WHAT NEEDS TO BE DONE — Say how many lines in the following entries include "default", and add nothing else.

Dataset excerpts:
────

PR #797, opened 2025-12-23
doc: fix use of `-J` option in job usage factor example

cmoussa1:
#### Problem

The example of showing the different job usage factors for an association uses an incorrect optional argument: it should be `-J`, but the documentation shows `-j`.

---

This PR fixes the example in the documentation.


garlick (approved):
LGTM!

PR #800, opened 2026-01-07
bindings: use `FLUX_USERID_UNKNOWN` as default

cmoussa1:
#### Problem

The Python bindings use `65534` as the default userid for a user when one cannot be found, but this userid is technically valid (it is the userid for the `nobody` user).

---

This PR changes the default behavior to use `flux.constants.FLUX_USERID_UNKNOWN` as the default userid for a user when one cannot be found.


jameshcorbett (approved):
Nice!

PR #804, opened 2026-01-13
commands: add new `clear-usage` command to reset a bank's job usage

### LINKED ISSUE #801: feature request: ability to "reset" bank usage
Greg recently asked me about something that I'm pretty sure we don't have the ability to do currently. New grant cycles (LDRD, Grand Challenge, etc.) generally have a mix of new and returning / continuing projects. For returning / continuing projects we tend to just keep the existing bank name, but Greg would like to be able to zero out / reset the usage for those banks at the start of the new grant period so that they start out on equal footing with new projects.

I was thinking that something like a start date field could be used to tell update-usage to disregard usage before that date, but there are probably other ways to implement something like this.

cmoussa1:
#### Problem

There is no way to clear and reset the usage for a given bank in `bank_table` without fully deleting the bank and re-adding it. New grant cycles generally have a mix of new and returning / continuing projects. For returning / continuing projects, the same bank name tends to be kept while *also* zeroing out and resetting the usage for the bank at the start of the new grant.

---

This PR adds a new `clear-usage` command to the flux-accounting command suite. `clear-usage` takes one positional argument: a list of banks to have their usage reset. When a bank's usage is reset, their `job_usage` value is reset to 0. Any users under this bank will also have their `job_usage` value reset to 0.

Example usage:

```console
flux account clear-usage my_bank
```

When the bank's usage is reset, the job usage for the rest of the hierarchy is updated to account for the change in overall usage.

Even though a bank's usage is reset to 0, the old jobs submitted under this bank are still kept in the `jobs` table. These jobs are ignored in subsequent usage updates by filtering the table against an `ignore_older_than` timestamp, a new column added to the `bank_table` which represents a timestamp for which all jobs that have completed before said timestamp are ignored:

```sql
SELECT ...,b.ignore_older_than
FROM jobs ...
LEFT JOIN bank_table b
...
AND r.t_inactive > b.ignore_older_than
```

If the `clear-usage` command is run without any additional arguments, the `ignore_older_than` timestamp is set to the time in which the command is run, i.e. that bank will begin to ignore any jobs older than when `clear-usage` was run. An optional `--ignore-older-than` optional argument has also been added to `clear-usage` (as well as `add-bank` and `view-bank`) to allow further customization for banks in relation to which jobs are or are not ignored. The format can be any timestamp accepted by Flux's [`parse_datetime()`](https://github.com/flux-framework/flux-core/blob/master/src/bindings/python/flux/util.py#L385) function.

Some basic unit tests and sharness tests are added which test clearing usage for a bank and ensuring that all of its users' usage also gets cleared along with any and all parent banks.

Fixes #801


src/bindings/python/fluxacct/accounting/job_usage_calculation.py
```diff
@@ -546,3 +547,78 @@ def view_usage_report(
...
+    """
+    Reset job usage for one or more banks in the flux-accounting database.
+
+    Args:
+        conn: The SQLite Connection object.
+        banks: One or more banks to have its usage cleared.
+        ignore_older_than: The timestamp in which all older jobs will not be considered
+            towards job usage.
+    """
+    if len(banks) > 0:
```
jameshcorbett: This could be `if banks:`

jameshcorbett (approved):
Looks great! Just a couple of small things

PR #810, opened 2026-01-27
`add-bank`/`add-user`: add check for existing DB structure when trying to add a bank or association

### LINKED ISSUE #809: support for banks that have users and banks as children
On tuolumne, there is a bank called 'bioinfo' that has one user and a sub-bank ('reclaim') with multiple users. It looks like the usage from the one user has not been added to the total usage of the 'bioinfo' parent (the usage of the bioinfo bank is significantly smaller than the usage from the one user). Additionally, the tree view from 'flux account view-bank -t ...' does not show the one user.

────

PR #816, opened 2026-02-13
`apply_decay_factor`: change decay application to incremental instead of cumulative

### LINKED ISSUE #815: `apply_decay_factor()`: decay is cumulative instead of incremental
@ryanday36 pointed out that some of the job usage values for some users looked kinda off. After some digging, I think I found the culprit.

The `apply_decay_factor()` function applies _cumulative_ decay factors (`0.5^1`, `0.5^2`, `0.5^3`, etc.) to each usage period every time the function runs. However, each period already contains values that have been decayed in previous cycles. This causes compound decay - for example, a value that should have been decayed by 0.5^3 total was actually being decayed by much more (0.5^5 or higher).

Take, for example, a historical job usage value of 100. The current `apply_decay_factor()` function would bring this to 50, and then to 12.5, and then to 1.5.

────

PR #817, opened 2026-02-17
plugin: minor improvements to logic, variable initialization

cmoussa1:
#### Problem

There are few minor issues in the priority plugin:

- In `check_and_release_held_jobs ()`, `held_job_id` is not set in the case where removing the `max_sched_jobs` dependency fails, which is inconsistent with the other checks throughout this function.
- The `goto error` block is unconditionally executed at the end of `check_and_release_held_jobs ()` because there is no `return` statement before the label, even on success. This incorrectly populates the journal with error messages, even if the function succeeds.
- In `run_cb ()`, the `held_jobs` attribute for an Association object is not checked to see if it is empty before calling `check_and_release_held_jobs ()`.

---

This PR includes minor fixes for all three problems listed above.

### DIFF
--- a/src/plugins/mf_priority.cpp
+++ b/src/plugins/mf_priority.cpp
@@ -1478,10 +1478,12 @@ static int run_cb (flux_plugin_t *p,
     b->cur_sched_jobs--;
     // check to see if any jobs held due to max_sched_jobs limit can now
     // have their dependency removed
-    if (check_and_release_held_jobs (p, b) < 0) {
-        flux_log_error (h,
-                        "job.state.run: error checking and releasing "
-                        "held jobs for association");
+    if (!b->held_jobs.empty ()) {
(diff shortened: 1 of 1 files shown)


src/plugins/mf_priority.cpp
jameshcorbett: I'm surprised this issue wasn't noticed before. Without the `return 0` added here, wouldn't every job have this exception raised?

────

WRITTEN SOLUTION — 3